A proposta central da reforma é a simplificação. O modelo de IVA Dual, composto pela CBS (federal) e pelo IBS (estadual e municipal), substituirá tributos como ICMS, ISS, PIS e Cofins. Com isso, o Brasil caminha para um sistema mais uniforme, transparente e previsível, encerrando um histórico de sobreposições e insegurança jurídica que há anos penaliza o varejo.
No longo prazo, a unificação tende a reduzir a burocracia e eliminar distorções regionais, como as 27 legislações diferentes de ICMS. Alguns segmentos serão diretamente beneficiados: itens da cesta básica terão redução significativa ou até isenção de carga tributária, enquanto bares e restaurantes poderão ter alíquotas cerca de 40% menores, aliviando as margens e estimulando o consumo.
Por outro lado, setores que hoje se apoiam em incentivos fiscais regionais (como eletrônicos e vestuário) podem enfrentar aumento de preços, já que a alíquota unificada deve ficar entre 25% e 28%. O fim da chamada “guerra fiscal” exigirá uma revisão profunda de estratégias de precificação, negociação com fornecedores e eficiência operacional, já que vantagens tributárias locais deixarão de existir.

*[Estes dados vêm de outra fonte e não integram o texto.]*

Issue #189, opened 2017-06-29
Add a button to copy the total revenue in Deliverable Lines


elicoidal:
Currently in the DL form view, the list of RL are providing an automatic calculation based on the resources and sales prices at RL level.
Total revenue at resource line level is displayed as a total.

For business reasons, this total is not updated automatically to the Deliverable lines: there might be multiple reasons not to apply the automatic calculation.

To ease though the data entry we suggest to add a button to copy on demand the total revenue calculated in the RL into the DL revenue.

serpentcs-dev1:
@elicoidal 

So you need a button in the DL which will just sum the total revenue from all the RL and will propagate it to the DL's total revenue??

 Is this what you mean?

elicoidal:
as simple as that yes. Only for the given deliverable.
@darshan-serpent

serpentcs-dev1:
Still, one little thing to clear.

There's already a field in DL called Total Revenue, which right now is computed as `sale_price * qty`

So now... should we append the calculation of RL total revenue to the DL revenue field or totally should replace??

![deliverable lines odoo](https://user-images.githubusercontent.com/20109026/27818342-def02c08-60b2-11e7-8f76-5cd79571050f.png)

elicoidal:
@darshan-serpent https://github.com/OCA/business-requirement/pull/211#issuecomment-312795556
I have clarified my initial requirement: it should update the Sales Price field.
Let me know if still unclear

PR #211, opened 2017-07-04
[FIX] [8.0-i189-BR001030-T22334] Add button to copy the total revenue in Deliverable Lines

sudhir-serpentcs:
@elicoidal @seb-elico @victormartinelicocorp 
#189 
Added a button then copy total revenue in Deliverable Lines.

### DIFF
--- a/business_requirement_deliverable_cost/models/business.py
+++ b/business_requirement_deliverable_cost/models/business.py
@@ -159,11 +159,8 @@ class BusinessRequirementDeliverable(models.Model):
 
     @api.multi
     def action_button_update_total_revenue(self):
-        total_revenue = 0.0
-        if self.price_total != total_revenue:
-            for rl in self.resource_ids:
-                total_revenue += rl.sale_price_total
-            self.price_total = total_revenue
+        self.sale_price_unit = sum(self.resource_ids.
+                                   mapped('sale_price_total'))
 
 
 class BusinessRequirement(models.Model):
--- a/business_requirement_deliverable_cost/models/business.py
+++ b/business_requirement_deliverable_cost/models/business.py
@@ -157,6 +157,14 @@ class BusinessRequirementDeliverable(models.Model):
                     resource._set_sales_price()
                     resource._set_cost_price()
 
+    @api.multi
+    def action_button_update_total_revenue(self):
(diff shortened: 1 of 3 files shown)


business_requirement_deliverable_cost/models/business.py
```diff
@@ -157,6 +157,14 @@ def action_button_update_estimation(self):
                     resource._set_sales_price()
                     resource._set_cost_price()
 
+    @api.multi
+    def action_button_update_total_revenue(self):
+        total_revenue = 0.0
+        if self.price_total != total_revenue:
+            for rl in self.resource_ids:
```
elicoidal: You can probably find a more pythonic way to achieve this but I am fine with it

business_requirement_deliverable_cost/models/business.py
```diff
@@ -157,6 +157,14 @@ def action_button_update_estimation(self):
                     resource._set_sales_price()
                     resource._set_cost_price()
 
+    @api.multi
+    def action_button_update_total_revenue(self):
+        total_revenue = 0.0
+        if self.price_total != total_revenue:
```
elicoidal: This check does not make so much sense to me as total_revenue is always 0, does it?

elicoidal:
The button should be located just before or after the other button at the top.
Currently not working but because I think I was not clear enough: it should copy the total revenue in the field "Sales Price" @sudhir-serpentcs

business_requirement_deliverable_cost/models/business.py
martintorresvm: @sudhir-serpentcs No need to check condition here. If user click on the button is because want to update the value.

business_requirement_deliverable_cost/models/business.py
martintorresvm: @sudhir-serpentcs Think you could use https://docs.python.org/2/library/functions.html#map function.

martintorresvm (changes requested):

sudhir-serpentcs:
Updated the sale price field using mapped function.

martintorresvm (approved):

elicoidal (approved):
Functional tests OK

PR #224, opened 2017-07-26
[MIG]-Migrated Business Requirement Deliverable from 8.0 to 10.0.

sudhir-serpentcs:
Issue #48

- This PR is depend on #223.
- Migrated Business Requirement Deliverable from v8 to v10.

PR #223, opened 2017-07-26
[MIG]Migrated Business requirement module from 8.0 to 10.0

YogeshMahera-SerpentCS:
#48 

- Migrated Business Requirement from v8 to v10

Issue #48, opened 2016-10-06
Migration to version 10.0 [FINISHED]


pedrobaeza:
# Todo

https://github.com/OCA/maintainer-tools/wiki/Migration-to-version-10.0
# Modules to migrate
When you pick a module, input your github id and the PR number after the name of the module:
- [x] business_requirement #223 
- [x] business_requirement_deliverable #224 
- [X] business_requirement_deliverable_categ (DEPRECATED)
- [x] business_requirement_deliverable_cost #225 
- [x] business_requirement_deliverable_crm #229 
- [x] business_requirement_deliverable_default (DEPRECATED)
- [x] business_requirement_deliverable_project #231 
- [X] business_requirement_deliverable_project_categ (DEPRECATED)
- [x] business_requirement_deliverable_project_task_categ #233 
- [x] business_requirement_deliverable_report (TO BE MOVED TO EACH SPECIFIC MODULE)
- [x] business_requirement_deliverable_resource_template #236 
- [x] business_requirement_deliverable_resource_template_categ #237
- [x] business_requirement_earned_value #234 (DEPRECATED)
- [x] business_requirement_etherpad #235

elicoidal:
All good!. Migration Finished

pedrobaeza:
Congratulations!

PR #228, opened 2017-07-31
[10.0]-[WIP]-Migrated Business Requirement Deliverable Categ from 8.0 to 10.0.

sudhir-serpentcs:
Issue #48 

- This PR depends on #223 and #224 
- Migrated Business Requirement Deliverable from v8 to v10.
- This module is dependent on "**[project_categ](https://github.com/oca/project)**" module but it's not migrated in new API

### DIFF
--- a/business_requirement_deliverable_categ/README.rst
+++ b/business_requirement_deliverable_categ/README.rst
@@ -9,7 +9,7 @@ Business Requirement Resources Task Categories
 Introduction
 ============
 
-This module is part of a set of modules (`Business Requirements <https://github.com/OCA/business-requirement/blob/8.0/README.md>`_).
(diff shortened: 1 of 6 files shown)


elicoidal:
@victormartinelicocorp do we need to migrate this one? Isnot it the one which is deprecated?

martintorresvm:
> @victormartinelicocorp do we need to migrate this one? Isnot it the one which is deprecated?

@elicoidal You are right, deprecated one.

elicoidal:
@sudhir sorry about that :smile:

sudhir-serpentcs:
@elicoidal @victormartinelicocorp So we don't need to migrate "business_requirement_deliverable_categ" and "project_categ" module anymore in v10?

elicoidal:
neither do you have to upgrade 'business_requirement_deliverable_project_categ: I have update the list according in #48

PR #232, opened 2017-08-02
[MIG]Migrated Business Requirement Deliverable Report from 8.0 to 10.0.

sudhir-serpentcs:
Issue #48 

- This PR is depend on #224 .
- Migrated Business Requirement Deliverable from v8 to v10.

### DIFF
--- a/business_requirement_deliverable_report/README.rst
+++ b/business_requirement_deliverable_report/README.rst
@@ -9,7 +9,7 @@ Business Requirement Document Printout
 Introduction
 ============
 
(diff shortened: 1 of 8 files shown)


elicoidal (approved):
LGTM. Pending testing in Runbot

elicoidal (changes requested):
Actually, this module should be deprecated. The reports should be transfered to the corresponding modules: brd (1) and brd_cost (2)

sudhir-serpentcs:
> elicoidal requested changes 8 hours ago
Actually, this module should be deprecated. The reports should be transfered to the corresponding modules: brd (1) and brd_cost (2)

@elicoidal  Sure, I will do it at the end when other modules are migrated and then will add the reports to respected modules.

PR #243, opened 2017-08-19
Kanban view move from BRP to BR

sudhir-serpentcs:
#224 
- Kanban view move from BRP to BR module


elicoidal:
Thanks @sudhir-serpentcs please find my comments:
- [ ] when creating a new BR, focus is on Use case, not on name.
- [x] no drag and drop in kanban.

YogeshMahera-SerpentCS:
@elicoidal could you please review.

YogeshMahera-SerpentCS:
@victormartinelicocorp 
> when creating a new BR, focus is on Use case, not on name.

For that, I have added default_focus=1, While open BR form it first redirects to the description, but when I again open BR form or Refresh the same page redirect to use case field.

https://github.com/sudhir-serpentcs/business-requirement/blob/10.0-PR-REF-224/business_requirement/views/business_view.xml#L39

https://github.com/sudhir-serpentcs/business-requirement/blob/10.0-PR-REF-224/business_requirement/views/business_view.xml#L64

can you please check it give us feedback.
cc @elicoidal @sudhir-serpentcs

elicoidal:
FYI it was fixed in v8 after we had the same issue

YogeshMahera-SerpentCS:
I checked all the commit history of the  version 8 and use various other possible ways using 'tabindex' or 'default_focus'.
but this doesn't seems to work

elicoidal:
@pedrobaeza @dreispt @lasley we are looking for some advice here.
Issue is: when creating a new business requirement, the focus get set on the Use case field instead of the name field.
We cannot pinpoint any reason: any idea where to search?

elicoidal (approved):
Let's move ahead with this one. We will fix the focus later on.

elicoidal:
@victormartinelicocorp can you review?

lasley:
Can you add the focus issue to ReadMe & add the tactics that have been attempted. I tried all the standard ones too, which I'm sure you also tried, to no avail

elicoidal:
@lasley strange enough is that we had the same issue in v8 and it got it solve along the road :grimacing: 
We searched the history but could not find the reason neither there.

elicoidal:
@YogeshMahera-SerpentCS can you attend following comment too: https://github.com/OCA/business-requirement/pull/243#issuecomment-327210508

YogeshMahera-SerpentCS:
@elicoidal Yes, Added Issue in README.

elicoidal:
@YogeshMahera-SerpentCS thanks
@lasley if you dont mind I would like to move forward.
@victormartinelicocorp Can you review this too?

martintorresvm (approved):

elicoidal:
Moving forward with this one
@YogeshMahera-SerpentCS can you rebase the other PR?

Nesse novo cenário, a previsibilidade se torna um ativo estratégico
Com regras nacionais e alíquotas padronizadas, o varejista passa a conseguir projetar com mais precisão o impacto dos tributos, construir orçamentos mais confiáveis e planejar margens com maior segurança, um avanço fundamental em um setor que opera centavo a centavo.
A reforma também altera de forma relevante a dinâmica do caixa. O split payment, que retém automaticamente os impostos no momento da venda, reduz riscos fiscais, mas exige maior rigor na gestão financeira. Em vendas parceladas, por exemplo, o imposto será recolhido integralmente na primeira transação, enquanto o recebimento ocorre ao longo dos meses, demandando ajustes no capital de giro.
Por outro lado, a não-cumulatividade plena permitirá a recuperação integral dos créditos tributários ao longo da cadeia, eliminando o “imposto sobre imposto”. Na prática, o varejista passa a tributar apenas o valor agregado, o que representa ganho direto de margem e maior racionalidade na formação de preços.
O período de transição, entre 2026 e 2033, será o mais desafiador. Operar simultaneamente com o sistema antigo e o novo exigirá revisão de processos, adaptação de ERPs e maior integração entre áreas fiscal e financeira. Nesse contexto, a tecnologia deixa de ser apoio e passa a ser essencial para evitar erros, multas e perdas de rentabilidade.
No curto prazo, a Reforma Tributária traz dúvidas. No médio e longo prazo, traz oportunidade. O varejista que investir desde já em planejamento, tecnologia e gestão financeira transformará previsibilidade em vantagem competitiva. Afinal, embora a reforma trate de impostos, seu verdadeiro impacto será sobre quem souber usar clareza e eficiência como motores de crescimento.